In went the injection and I smiled drowsily and waited to enter the Twilight Zone.
But lucky me… because THERE WAS NO FREAKING TWILIGHT ZONE!
I mean, I felt spacy, but apparently my colon is very twisty… which meant that they had to blow lots of air up my ass, and squeeze my tummy like nothing else to get the camera in. It was so painful. I was whimpering and swearing and almost crying like a little kid.

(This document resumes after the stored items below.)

PR #130, opened 2018-11-06
Update to the latest version of arcade

anurse:
This is the first phase in getting some real signed builds up to MyGet ;).

This just updates the build to the latest version of arcade. No Azure DevOps (AzDO) support yet, but this will make it a lot easier to use the standard AzDO tools we've already got in place.

I believe I preserved the necessary MSBuild settings. Arcade generally uses a top-level `Directory.Build.props`, so I moved the one from `src` up. We can add lower level files if we need to configure individual folders differently.

I removed some content that I don't believe are necessary with the latest arcade:
* `BuildToolsVersion.txt` - Not used anymore
* `DotnetCLIVersion.txt` - Not used anymore
* `artifacts/toolset` directory - Not used anymore
* `eng/Versions.props` had some extra stuff specifying dependency versions but I didn't see those dependencies in use
* `netci.groovy` - AFAICT there isn't a Jenkins build active on this repo, so this is unnecessary, it's in source control history if needed again :)
* `sign.proj` - Arcade handles signing (or *will* handle, once we get AzDO up and running)
* `AssemblyInfo._` - Wasn't used (file extension was changed) and all that info is in `Directory.Build.props` now
* `pkg/Microsoft.Diagnostics.Runtime.nuspec` - Not needed, SDK-style projects don't need a NuSpec, the metadata is in the project! 🎉 	

Some stylistic choices I made based on other repos (but am happy to revert if you prefer other patterns):

* Moved the strong-name key up to the `eng` directory.
* Moved the License file in to the project itself (since the new Sdk-style project handles packaging).
* Changed `build.cmd` to produce packages by default (so now it does Restore, Build *and* Pack now). This is also just a style choice. The package is the primary artifact IMO and it takes very little time to build once the DLL is ready, so we generally make it part of the main build. Totally happy to revert that if you feel differently!

cc @pakrym @davidfowl

Next steps:
* Add source-mirroring to dev.azure.com/dnceng
* Add AzDO PR build from GitHub
* Add AzDO Official build from AzDO mirror with real signing and publishing to MyGet


leculver:
Thanks for your help here!

Issue #126, opened 2018-10-22
Access violation in finalizers


0xd4d:
It seems the bug is that DacLibrary's dtor is called before other dtors that depend on that library being present in memory.

https://github.com/Microsoft/clrmd/blob/e37fb3a9e419ae09c7e2ac0a66ba0afb4c264b6c/src/Microsoft.Diagnostics.Runtime/datatarget.cs#L1261

vs

https://github.com/Microsoft/clrmd/blob/e37fb3a9e419ae09c7e2ac0a66ba0afb4c264b6c/src/Microsoft.Diagnostics.Runtime/ComWrappers/CallableCOMWrapper.cs#L82

which tries to do this:

https://github.com/Microsoft/clrmd/blob/e37fb3a9e419ae09c7e2ac0a66ba0afb4c264b6c/src/Microsoft.Diagnostics.Runtime/ComWrappers/CallableCOMWrapper.cs#L42

leculver:
Much appreciated, this was on my todo list to tackle today.

Also, please note the repo isn't in a fully finished and tested state.  I had to merge it over early to do some (internal) build work to support the new build system.  Please expect bugs and crashes for a short while as I finish build work and get this fully tested.  (Always happy for bug reports though!)

leculver:
This should be fixed with the most recent pull request merge.  I haven't specifically gone to test this so please do reopen this issue if you hit it again.  It's still on my todo list to ensure proper addref/release counts and that the daclibrary doesn't free the library until everything is unloaded.

0xd4d:
I think it can only happen when the application is exiting in which case the dtors should check `Environment.HasShutdownStarted` and not do any cleanup if it's true.

leculver:
Thank you, I've reopened the issue and will take a closer look this week.

0xd4d:
I added a PR https://github.com/Microsoft/clrmd/pull/137

leculver:
Thank you for the PR!  I decided to go a slightly different direction to fix this:  https://github.com/Microsoft/clrmd/commit/4a16cfa3c42a1c5f8899aa772543a72dd9b63622

Instead of putting Dispose on ClrRuntime, I wanted to put that on DacLibrary instead, as I use DacLibrary directly in some of my projects.  I've also split out the code to actually release the library into its own class with its own lifetime.

[...]

PR #136, opened 2018-11-11
Don't free the dac lib when the app is exiting

0xd4d:
https://github.com/Microsoft/clrmd/issues/126

This issue happens when the app is exiting. Other dtors assume that their dtor is called before the dac lib dtor but this isn't true when the app is exiting.


0xd4d:
I'm closing this, a better fix is to add ref counting to the dac lib. `Environment.HasShutdownStarted` can also be true if the appdomain is being unloaded.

Luckily, that part didn’t last very long. But when they announced they were finished I was still curled up in a ball writhing in pain. The nurse reassured me it would go away soon and told me to push really hard… yeah, they wanted me to fart. It’s something I’m generally pretty good at… but on this particular day… no such luck. So I shuffled home partially hunched over, feeling the effects of the sedative, and rolled into bed. Thankfully, nature eventually ran its course, the air came out and the pain lessened substantially.

So… in comparison
Well, I certainly preferred the actual procedure in Australia, where I remember nothing, and it was completely pain free, but the swiftness with which the whole thing was done in Austria was a definite plus. You get your results right then and there… all clear for me.
I would be happy if I never had to have one again. But I’d still rather have the option… so if there’s another one on the cards for me in the future… I’m all in.